When a first time buyer purchases a house or an apartment it is with a mortgage and  requires a unique Land Registry Title exclusive to that dwelling also, generally, it has a maximum of three bedrooms, and is a lower than band F tax banding, therefore this new tax should only apply to properties that fit that description.

That is: That Mortgage Tax Relief is limited to the basic rate on a property that is three bedrooms or less,  on an individual Land Registry Title and lower than band F tax banding.    

It should not apply to properties that are not, and never will be, available to first-time buyers. How can you justify a tax that’s intention is to make a level playing field for first-time buyers to purchase first-time buyer type homes, when it also applies to large licensed HMO’s with single LR Titles, or a redundant hotel converted to flats for rent, on a single LR Title, or a block of houses or apartments built on a brown field site that are still for rent, on a single LR Title. Many properties are constructed or converted and managed exclusively for the rental market. 

The reason this tax is fundamentally wrong is that the UK needs professional working Landlords to convert redundant buildings into rental homes, be they bedsits or apartments, or to build new rental homes on brown field sites and to professionally maintain and manage these single LR Titled multiple home properties. They are specifically designed for the needs of the UK rental market.

Unlike any other business Landlords can’t rollover the gains on one venture to buy another, they are restricted in selling by having to pay Capital Gains tax, each time. A Landlord’s Portfolio is also  subject to death duties.


If a Landlord with a much needed HMO has a £250K mortgage,  leaving a gross income of £150K, today he pays £50K in tax. Net income is £100K at cumulative tax rate of 31%. Under the new Landlord Tax law he will pay £92K tax.

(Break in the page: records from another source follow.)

PR #22732, opened 2024-10-02
Fix user-media loading in local environments

diox:
Fixes: mozilla/addons#15025

### Context

URLs with `/user-media/foo` should map to `<root_storage>/user-media/shared_storage/uploads/ `on the filesystem.

### Testing

You can try creating a theme through the theme wizard and then make sure its preview is visible in devhub. That shouldn't have affected downloads served through `X-Accel-Redirect` but trying to download an xpi is also a good regression test.


docker/nginx/addons.conf
```diff
@@ -20,7 +20,7 @@ server {
     }
 
     location /user-media/ {
-        alias /srv/user-media/;
+        alias /srv/user-media/shared_storage/uploads/;
```
KevinMind, line 23: Since this is such a tiny PR, could you add the basic test?

in _test.yml you can add another job that will just echo the file in the ./storage/shared_storage/uploads and then you should be able to curl it from nginx which will be running.

diox: First attempt in https://github.com/mozilla/addons-server/pull/22732/commits/ebf8616da061fb310628fce29ca1b97cd5b09274 works locally, but not in CI because of permissions: the `olympia` user is id 9500, but the host storage belongs to uid `1001`... I'm confused, this is using `run-docker`, shouldn't it be set correctly already ? How do unit test that write into storage even work ?

diox: We've got a uid=9500 because we're using `docker-compose.ci.yml`... but :bulb: unit tests are running with their own temporary media directory for the test so they don't care...

diox: Fixed in https://github.com/mozilla/addons-server/pull/22732/commits/92088e1cdd517a25d839398a65c8daefc2be2845

eviljeff (approved):
wfm :shipit:

PR #22734, opened 2024-10-07
Use Choices API for block_type choices + add by_block_type query set on BlockVersion

KevinMind:
Relates to: mozilla/addons#15014

### Description

add `block_type` property to get the display name of a block type. Use choices api to define the block type options. Add a block tyype queryset to easily grab different "kinds" of blocks.

### Testing

Look at the tests, you can recreate in djshell if you want.

### Checklist


diox:
Could you please make the title of that PR a bit more explicit ?

src/olympia/amo/utils.py
```diff
@@ -881,8 +881,13 @@ def _open(self, name, mode='rb'):
                     raise
         return super()._open(name, mode=mode)
 
-    def path(self, name):
-        return os.path.normpath(super().path(force_str(name)))
+    def path(self, *names):
```
diox, line 884: Do we need this ? I'm not sure we want to change the signature of a method that is shared by all Django storage classes (https://docs.djangoproject.com/en/5.1/ref/files/storage/#django.core.files.storage.Storage.path) Also this is not tested (we have `src/olympia/amo/tests/test_storage_utils.py`).

eviljeff: /agree - if you need this it should be a different(ly named) method

src/olympia/blocklist/models.py
```diff
@@ -155,14 +156,24 @@ def get_blocks_from_guids(cls, guids):
         return blocks
 
 
+class BlockType(Enum):
+    BLOCKED = 'blocked'
+    SOFT_BLOCKED = 'soft_blocked'
+
```
eviljeff, line 162: use `Choices` (see use elsewhere in the repo) to get some extra utility functions around this

eviljeff: may as well switch `soft` to be a small int too

src/olympia/blocklist/models.py
```diff
@@ -155,14 +156,24 @@ def get_blocks_from_guids(cls, guids):
...
-        blocktype = 'soft' if self.soft else 'hard'
-        return f'Block.id={self.block_id} ({blocktype}) -> Version.id={self.version_id}'
+        return (
+            f'Block.id={self.block_id} ({self.block_type}) '
+            f'-> Version.id={self.version_id}'
+        )
+
+    @property
+    def block_type(self):
+        return BlockType.SOFT_BLOCKED if self.soft else BlockType.BLOCKED
```
eviljeff, line 176: with a Choices object you can get the value from self.soft.display or similar, you don't need a `block_type`

eviljeff (changes requested):

src/olympia/amo/utils.py
KevinMind: Ah, looked in test_utils. It is a simple change and is fully backwards compatible. I'll add a test for multiple paths.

Net income is £58K at cumulative tax rate of 61%

How can it be right that a Professional Footballer such as Wayne Rooney earning £13m per  year, or those in the Times rich 100 list pay tax at a maximum of 45% and yet a small Landlord providing cost effective homes with a £150K gross income can be taxed over 60%?

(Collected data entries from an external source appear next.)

PR #22738, opened 2024-10-08
Soft-block-tests

KevinMind:
Relates to: https://github.com/mozilla/addons/issues/15014

### Description

- Refactors the test_cron tests to match ([new code](https://github.com/mozilla/addons-server/pull/22718))) with minimal reverting to work with the existing code base (e.g existing MLBF/cron has no concept of a block_type)
- Refactors the existing code (minimally) to pass the new tests. The new tests were more aggressive and exposed a few edge cases that can be solved within the existing code base before adding the block_type functionality

### Context

This PR is an attempt to a) decouple https://github.com/mozilla/addons-server/pull/22718 by splitting the patch and b) ensure backwards compatibility with the existing codebase.

I would have ideally liked to change **literally** nothing ([first commit](https://github.com/mozilla/addons-server/pull/22738/commits/072bd011b1fe391b7a4b174405675a2a317f62b0)) but the tests, but as mentioned above, there are some bugs in the code that I've found through the new feature and it doesn't make sense to make the tests _not catch_ those bugs. Specifically:

- bloom filter fails if either `blocked` or `not_blocked` lists are empty. This is rare but found in testing and easy to cover by not adding error rates in those cases.
- the Store bloom filter does not check whether the stored files exist on initialization. This was techincally covered in the cron job, but should actually fail on initialization of the `MLBF` class as it is catastrophic
- the DataBase bloom filter does not store the json until you call either "write" stash or filter methods. This can lead to bugs where the data is queried by the class, but not stored, making it possible for subsequent Store filters to fail due to missing files. There is no reason not to store immediately. Additionally if you call both filter and stash methods, you would overwrite the files, which could lead to a filter with a given time stamp to have different data (especially since we can freely modify the underlying data store)
- remove the stash_json property and instead read the file where we need to (like we do with the filter) This guarantees the data comes from the stash file and not some arbitrary set of that property. Also fails if the file doesn't exist meaning we don't need to check in the cron job.

Small refactors that do not change underlying loogic:
- reverse the ordering of defining `base_filter` and `last_filter` (IMO this is just easier to reason about)
- encapsulate the timestamp getters to named methods (this is in fact mostly to make testing easier by mocking those methods)
- use existing `rel_location` and storage.path methods to derive paths instead of direct os.path methods
- rename self.id to self.created_at (that is what it is and it is important that we understand you should be able to do math with the value)

### Testing

Check the tests, this is the heart and soul of the PR. I've made the mocks for test_cron much more composable so it should be easier to understand what specific data is used in each test as well as what critical values cause the test to pass or fail.

You should be able to run the cron function or `./manage.py export_blocklist 1`

You should additionally be able to create and manipulate `MLBF` in the djshell.

### Checklist

### DIFF
--- a/src/olympia/blocklist/tests/test_cron.py
+++ b/src/olympia/blocklist/tests/test_cron.py
@@ -321,12 +321,12 @@ class TestTimeMethods(TestCase):
         assert isinstance(get_generation_time(), int)
 
     def test_get_last_generation_time(self):
-        assert get_last_generation_time() == None
+        assert get_last_generation_time() is None
         set_config(MLBF_TIME_CONFIG_KEY, 1)
         assert get_last_generation_time() == 1
 
     def test_get_base_generation_time(self):
-        assert get_base_generation_time() == None
+        assert get_base_generation_time() is None
         set_config(MLBF_BASE_ID_CONFIG_KEY, 1)
         assert get_base_generation_time() == 1
 
--- a/src/olympia/blocklist/tests/test_cron.py
+++ b/src/olympia/blocklist/tests/test_cron.py
@@ -24,7 +24,7 @@ from olympia.blocklist.cron import (
     process_blocklistsubmissions,
     upload_mlbf_to_remote_settings,
 )
-from olympia.blocklist.mlbf import MLBF, MLBFDataType
+from olympia.blocklist.mlbf import MLBF
 from olympia.blocklist.models import Block, BlocklistSubmission, BlockVersion
 from olympia.blocklist.utils import datetime_to_ts
 from olympia.constants.blocklist import MLBF_BASE_ID_CONFIG_KEY, MLBF_TIME_CONFIG_KEY
@@ -204,7 +204,6 @@ class TestUploadToRemoteSettings(TestCase):
             mock.call(
                 self.current_time,
                 is_base=force_base,
-                block_type_constant=MLBFDataType.BLOCKED.name,
             )
         ]
         mlbf = MLBF.load_from_storage(self.current_time)
@@ -223,7 +222,6 @@ class TestUploadToRemoteSettings(TestCase):
             mock.call(
                 self.current_time,
                 is_base=False,
-                block_type_constant=MLBFDataType.BLOCKED.name,
             )
         ]
         mlbf = MLBF.load_from_storage(self.current_time)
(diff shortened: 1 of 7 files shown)


src/olympia/blocklist/tests/test_mlbf.py
```diff
@@ -25,26 +27,43 @@
 
 
 class TestMLBF(TestCase):
+    def setUp(self):
+        self.user = user_factory()
+
+    def _blocked_addon(self, **kwargs):
```
KevinMind, line 33: This might seem odd, but in the next PR I will almost totally replace the existing tests and this is how I generate the data, so easier to just add it now as there are a few tests that were added in this PR. https://github.com/mozilla/addons-server/pull/22663

src/olympia/blocklist/tests/test_cron.py
```diff
@@ -38,342 +38,298 @@
...
-            updated_by=user_factory(),
+        self.user = user_factory()
+        self.addon = addon_factory()
+        self.block = block_factory(guid=self.addon.guid, updated_by=self.user)
+
+        self.mocks: dict[str, mock.Mock] = {}
+        for mock_name in (
+            'olympia.blocklist.cron.statsd.incr',
+            'olympia.blocklist.cron.cleanup_old_files.delay',
+            'olympia.blocklist.cron.upload_filter.delay',
```
diox, line 49: I don't know about the rest but this specifically is a bad idea with the current setup, because `upload_filter` is not currently covered by dedicated tests - it was all covered by this class. So as it stands by mocking it, you are causing the entirety of `upload_filter` task to not be tested at all. Either that mock needs to go or you need to add additional tests for the task.

KevinMind: Done

src/olympia/blocklist/tests/test_cron.py
```diff
@@ -38,342 +38,298 @@
...
-                mock.call(f'{STATSD_PREFIX}success'),
-            ]
+        assert (
+            mock.call(
+                'blocklist.cron.upload_mlbf_to_remote_settings.not_blocked_count', 1
+            )
+            in self.mocks['olympia.blocklist.cron.statsd.incr'].call_args_list
         )
 
-    @override_switch('blocklist_mlbf_submit', active=False)
```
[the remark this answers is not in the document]
KevinMind: Added.

diox (approved):

PR #22749, opened 2024-10-09
Allow URLs in developer replies to ratings

diox:
Fixes https://github.com/mozilla/addons/issues/15069

### DIFF
--- a/src/olympia/ratings/serializers.py
+++ b/src/olympia/ratings/serializers.py
@@ -184,7 +184,6 @@ class RatingSerializerReply(BaseRatingSerializer):
         allow_null=False,
         required=True,
         allow_blank=False,
-        validators=[NoURLsValidator()],
     )
 
     def to_representation(self, obj):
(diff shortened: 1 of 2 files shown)


KevinMind:
Can you add some testing steps?

KevinMind (approved):
Looks good. FWIW I could add `www.google.com` but not `https://www.google.com` Probably difficult to get lower level that protocol checking but wanted to shout.

KevinMind:
I was able to review with `www.google.com` but not `https://www.google.com`

Screenshot 2024-10-16 at 17 36 07

I could reply even with https...

Screenshot 2024-10-16 at 17 39 06

diox:
Yeah we're not trying to detect things that may look like an URL - we used to, when we were transforming them into links automatically, but we don't anymore so really the check is just to add an extra layer to keep our ratings as clean as possible.

when we were doing that detection it was very prone to errors. There are some many TLDs these days that it's too messy.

If all the accommodation owned and provided by UK Landlords were made available to purchase,  from hostels, HMO’s, bedsits, studios, flats to million pound detached houses, only a relatively small proportion are potentially mortgageable to a first-time buyer. The biggest proportion of UK rental accommodation is, by their layout,  “Landlords only” type properties that can’t simply be broken up and sold off as individual units to first-time buyers.  

If this law is implemented as proposed, the professional Developer come Landlord will have the rewards for converting, renovating and running rental homes penalised in an exclusive new very high tax bracket.  This will cause a seismic shift in the focus of money, time and enterprise away from the rental sector.  Buildings will remain un-renovated, brown field sites will be left undeveloped, HMO low cost housing and blocks of flats will fall into disrepair or disappear completely, as this endeavour is taxed out of existence.  

If the Government is set on this tax to make first-time buyer homes less attractive to Landlords, then it should exclusively target these types of properties.